While this is a film with a lot of redemption, it’s also not big on punishing anybody for their “transgressions.” When the pair finds themselves down and out, Toby uses his hustling skills and a willing truck driver to get some money. Later, in a very funny scene, we find one of our intrepid heroes working in the porn business. In a Hollywood movie, that might call for a punitive fall from grace, but here it is just part of what has to be done. There’s a reality and purity in that, one that permeates what might have been a lackluster little movie with a lopsided sort of grace.
“Transamerica” is a movie about what is missing in our lives — friendship, happiness and love — and how you have to know yourself inside before you can be satisfied with the outside. A lovely little movie with a minimum of faults, it’s a powerhouse, and a sure crowd-pleaser for the open minded.
Breaking down ‘Wall’
Word is a new “Indiana Jones” movie is in the works. I, for one — and I say this with the utmost respect, being an admitted “Raiders of the Lost Ark” geek — hope the plot revolves around Indy passing on his whip and fedora to a heretofore unknown teen-age son and then promptly dying. If not, given how old Harrison Ford looks in his new movie “Firewall,” it’ll have to be called “Indiana Jones and the Fiber Supplement of Peril.”
OK, OK. Enough goofing on Pee-Paw … I mean, Harrison. In “Firewall,” Ford plays Jack Stanfield, the computer security expert with a large bank in Seattle. Married to a woman who was probably still nestled in somebody’s ovary when Ford made “American Graffiti” (Virginia Madsen), and father to two children (Charlie Chaplin fathered kids until he was 80, right?) Stanfield seems to be living the perfect life until euro-trash bank robbers with tiny machine guns come calling. Led by the suitably British Paul Bettany, they want Jack to hack into his own bank and remove $10,000 from the account of each of the bank’s 10,000 richest customers (why they didn’t just clean out the top 100 and save everybody some trouble is anybody’s guess). It’s either that, or Stanfield’s family will be killed.
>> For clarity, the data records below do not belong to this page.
PR #8695, opened 2023-03-02
Refactor supervisor API to allow configuration

madkinsz:
Replaces https://github.com/PrefectHQ/prefect/pull/8668

- Move `from_sync` and `from_async` implementations to single file
- Update API to consume `Call` objects instead of bare calls so kwargs can be used for options

```python
import time
from prefect._internal.concurrency.api import create_call, from_sync

supervisor = from_sync.supervise_call_in_worker_thread(
    create_call(time.sleep, 2),
    timeout=1,
)

supervisor.result()  # TimeoutError
```


src/prefect/_internal/concurrency/supervisors.py
```diff
@@ -63,6 +66,33 @@
...
+class Call(Generic[T]):
+    fn: Callable[..., T]
+    args: Tuple
+    kwargs: Dict[str, Any]
+
+    def __call__(self) -> Any:
+        return self.fn(*self.args, **self.kwargs)
+
+    @classmethod
+    def new(self, __fn: Callable[P, T], *args: P.args, **kwargs: P.kwargs) -> "Call[T]":
```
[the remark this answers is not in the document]
madkinsz: Fixing this in the next pull request

src/prefect/_internal/concurrency/supervisors.py
```diff
@@ -63,6 +66,37 @@ def set_supervisor(supervisor: "Supervisor"):
         current_supervisor.reset(token)
 
 
+@dataclasses.dataclass
+class Call(Generic[T]):
```
madkinsz, line 70: Going to combine this and `WorkItem` in a follow-up

src/prefect/_internal/concurrency/api.py
```diff
@@ -0,0 +1,141 @@
...
+    get_supervisor,
+)
+
+P = ParamSpec("P")
+T = TypeVar("T")
+Future = Union[concurrent.futures.Future, asyncio.Future]
+
+
+def create_call(__fn: Callable[P, T], *args: P.args, **kwargs: P.kwargs) -> Call[T]:
+    return Call(fn=__fn, args=args, kwargs=kwargs)
```
chrisguidry, line 23: Is there an advantage of the `create_call` factory versus folks just creating `Call` objects or using `Call.new`?  Maybe a layer of indirection we don't need?

chrisguidry (approved):
:boom: I dig it

src/prefect/_internal/concurrency/api.py
madkinsz: Good question. With `Call.new` around it feels less necessary. The best reason I can think of to keep it here is that I think `Call` should be a private implementation detail of the `supervisors` module and this module should contain the full "public API" for managing concurrency.

Issue #9535, opened 2023-05-11
CronSchedule validation fails when provided with a timezone


mferryRV:
### First check

- [X] I added a descriptive title to this issue.
- [X] I used the GitHub search to find a similar issue and didn't find it.
- [X] I searched the Prefect documentation for this issue.
- [X] I checked that this issue is related to Prefect and not one of its dependencies.

### Bug summary

Version ==2.10.8

Supplying a timezone to CronSchedule causes a validation failure.

### Reproduction

```python3
>>> from prefect.server.schemas.schedules import CronSchedule
>>> schedule = CronSchedule(cron="0 7 * * *", timezone="America/New_York", day_or=True)
Traceback (most recent call last):
  File "<stdin>", line 1, in <module>
  File "pydantic/main.py", line 341, in pydantic.main.BaseModel.__init__
pydantic.error_wrappers.ValidationError: 1 validation error for CronSchedule
timezone
  argument of type 'function' is not iterable (type=type_error)
```

### Error

```python3
Traceback (most recent call last):
  File "<stdin>", line 1, in <module>
  File "pydantic/main.py", line 341, in pydantic.main.BaseModel.__init__
pydantic.error_wrappers.ValidationError: 1 validation error for CronSchedule
timezone
  argument of type 'function' is not iterable (type=type_error)
```

### Versions

```Text
2.10.8
```

### Additional context

This appears to originate in the validation function:
```
    @validator("timezone")
    def valid_timezone(cls, v):
        if v and v not in pendulum.tz.timezones:
            raise ValueError(f'Invalid timezone: "{v}"')
        return v
```

This appears to be an error in how pendulum.tz.timezones is referenced without making a function call:
```
>>> import pendulum
>>> pendulum.tz.timezones
<function timezones at 0x10d923370>
>>> pendulum.tz.timezones()
('Africa/Algiers', 'Atlantic/Cape_Verde',
```

madkinsz:
@mferryRV want to submit a fix? Looks pretty quick!

ajwadjaved:
Hi, this was my first open source contribution. Please let me know if I did anything wrong or if my code didn't fix the error. I wasn't getting the error anymore when I ran the code locally.

rkscodes:
Should I work on it, seems stale at this point

jawnsy:
I'm not sure if this was a change in pendulum's API, but creating a CronSchedule works for me.

[...]

PR #9546, opened 2023-05-11
Fix Issue #9535 - CronSchedule validation fails when provided with a …

ajwadjaved:
Fixes simple bug where providing timezone to CronSchedule caused an error
  

### Checklist

### DIFF
--- a/src/prefect/server/schemas/schedules.py
+++ b/src/prefect/server/schemas/schedules.py
@@ -230,7 +230,7 @@ class CronSchedule(PrefectBaseModel):
         extra = "forbid"
 
     cron: str = Field(default=..., example="0 0 * * *")
-    timezone: Optional[str] = Field(default=None, example="America/New_York")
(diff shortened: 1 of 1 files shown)


madkinsz (changes requested):
Thanks for contributing!

This field should be a string not a list. Isn't the bug that we're not calling `timezones` on L243?

Please add a test that demonstrates the bug is fixed.

ajwadjaved:
Hey sorry, what do you mean by L234?
  
I can try working on it if you specify and then write a test for it. Changing the field name to list had solved the error on my end, I originally thought it was just a type hinting error which was resulting in the value not being iterable

jawnsy:
Thanks so much for your contribution!

We cannot reproduce the original issue, so I'm closing this out. See https://github.com/PrefectHQ/prefect/issues/9535#issuecomment-1601388508 for details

Whereas most of us would go along with the plot, not wanting to risk the lives of kith and kin, Stanfield makes a series of predictable attempts to alert the cops and his co-workers to his predicament. Equally as predictable, the robbers give him another chance to cooperate instead of taking his kid down in the basement and tossing him under a running lawn mower. The tables are turned, however, when Stanfield escapes and hacks the hackers, stealing their ill-gotten gains and using the money to ransom his family.
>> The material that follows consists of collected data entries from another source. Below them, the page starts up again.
Issue #8627, opened 2023-02-23
Add link to dashboard on flow run creation


seajhawk:
### First check

- [X] I added a descriptive title to this issue.
- [X] I used the GitHub search to find a similar request and didn't find it.
- [X] I searched the Prefect documentation for this feature.

### Prefect Version

2.x

### Describe the current behavior

When my code runs, I see no indication of which profile is being used. 
![image](https://user-images.githubusercontent.com/18316676/220934816-2bef6b91-0d92-43fc-ae07-7e80290f2039.png)

### Describe the proposed behavior

As I'm testing, and switching back and forth between local and cloud, it would be extremely helpful to see the name of the profile and have a link I can click to open the dashboard. 

### Example Use

**06:15:59.830 | INFO    | Profile - using profile 'local' - view dashboard at http://127.0.0.1:4200**
06:15:59.830 | INFO    | prefect.engine - Created flow run 'scrupulous-lion' for flow 'log-flow'
06:16:01.830 | INFO    | Flow run 'scrupulous-lion' - Created task run 'log_task-0' for task 'log_task'
06:16:01.834 | INFO    | Flow run 'scrupulous-lion' - Executing 'log_task-0' immediately...
06:16:02.365 | INFO    | Task run 'log_task-0' - Hello ID!
06:16:02.366 | INFO    | Task run 'log_task-0' - Prefect Version = 2.8.2 🚀
06:16:02.367 | WARNING | Task run 'log_task-0' - You better hurry! You're going to be late!
06:16:02.582 | INFO    | Task run 'log_task-0' - Finished in state Completed()
06:16:02.767 | INFO    | Flow run 'scrupulous-lion' - Finished in state Completed('All states completed.')

madkinsz:
@seajhawk would it suffice to have a link to the flow run on creation?

charris-msft:
@madkinsz - I believe such a link would be helpful, but not satisfy my personal need unless that link contains the profile name in a form that is easy to spot.

Thanks!

Sam-ScottLogic:
May I work on this?

Sam-ScottLogic:
Hi there! is the dashboard URL the same every time the code is run (http://127.0.0.1:4200/) @madkinsz

Sam-ScottLogic:
May I be assigned to this?

madkinsz:
Hey @Sam-ScottLogic the dashboard URL is not constant. Here's an example of constructing a URL to the dashboard:

[...]

PR #9551, opened 2023-05-12
Add link to dashboard on flow run

Sam-ScottLogic:
### Overview
In this branch I have added debug level logging of the URL to the dashboard as described within #8627. I extended the work completed within #8856 as I wasnt too sure where exactly the logging needed to be added but seemed to be needed to be logged on the same line.

### Example (Screenshot)
image

In the run above PREFECT_UI_URL is not set I believe cause  ephemeral mode is true which means PREFECT_UI_URL is set to none.

### Checklist

Closes - #8627


src/prefect/__init__.py
```diff
@@ -83,8 +85,15 @@
...
+if PREFECT_UI_URL:
+    dashboard_url = PREFECT_UI_URL.value()
+else:
+    dashboard_url = "<no dashboard available>"
+
 prefect.logging.get_logger("profiles").debug(
-    f"Using profile {prefect.context.get_settings_context().profile.name!r}"
+    f"Using profile {prefect.context.get_settings_context().profile.name!r} - View"
+    f" dashboard at {dashboard_url!r}"
 )
```
madkinsz, line 97: This is the right idea but I don't think we should do this on import. Instead:

- We want to do this in `engine.py` after creating a flow run
- We'll want to include the link to the running flow run in the dashboard
- We'll want to use an INFO log level

madkinsz:
Implemented at https://github.com/PrefectHQ/prefect/pull/9740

Though Ford was the unstoppable force in his Indiana Jones years, he has recently settled into a gruff, emotionless delivery and a series of gruff, emotionless roles. Everything about him in “Firewall” says “Gotta pay for Calista’s rice cakes and laxatives somehow,” and he mails in one line after another with all the passion of a slightly perturbed squid. In the end, you know how it’s all going to turn out because it’s how all Harrison Ford’s recent films have turned out: After a fistfight which leaves him dazed and bloodied, Ford saves the day and offs the bad guy after a well-timed quip (“GET OFF MY PLANE!”). The only difference this time is it’s “old guy who knows computers” instead of “old guy who is the president.” Our advice, wait for the DVD, and then you can see the deleted scene of Ford telling those damned kids to get off his lawn.